A inicial veio instruída com os documentos constantes da ordem eletrônica nº 1.

É o relatório. Passo a fundamentar e a decidir.

Não há dúvida quanto à competência desta Corte para processar e julgar ações
envolvendo o direito de greve dos servidores públicos no âmbito da justiça estadual, diante do
posicionamento adotado pelo STF no julgamento dos Mandados de Injunção nºs 670/ES, 708/DF e
712/PA, conforme, aliás, o seguinte acórdão da lavra do Des. Carlos Tork, senão vejamos:

“AÇÃO ORDINÁRIA. GREVE. SINDICATO DOS SERVENTUÁRIOS DA JUSTIÇA.

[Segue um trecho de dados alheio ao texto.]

PR #6312, opened 2023-11-14
Update azure samples to core v9

kentdr:


andreasohlund (approved):
Title should say v9 right?

bording (approved):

PRELIMINAR. INCOMPETÊNCIA DO TRIBUNAL DE JUSTIÇA DO ESTADO DO AMAPA.
INOCORRÊNCIA.[...]1) O Supremo Tribunal Federal já pacificou o entendimento de que a
demanda que discute a legalidade de movimento prevista de servidores públicos estaduais é
competência do Tribunal de Justiça Estadual. [...]”. (TJAP - Processo nº 0002159-
96.2016.8.03.0000, Tribunal Pleno, julgado em 12/07/2017)

In casu, a tutela cautelar requerida em caráter antecedente tem previsão no art. 305 do
NCPC, cuja liminar tem como pressupostos para a concessão a probabilidade do direito e o perigo
de dano ou risco ao resultado útil do processo (art. 300).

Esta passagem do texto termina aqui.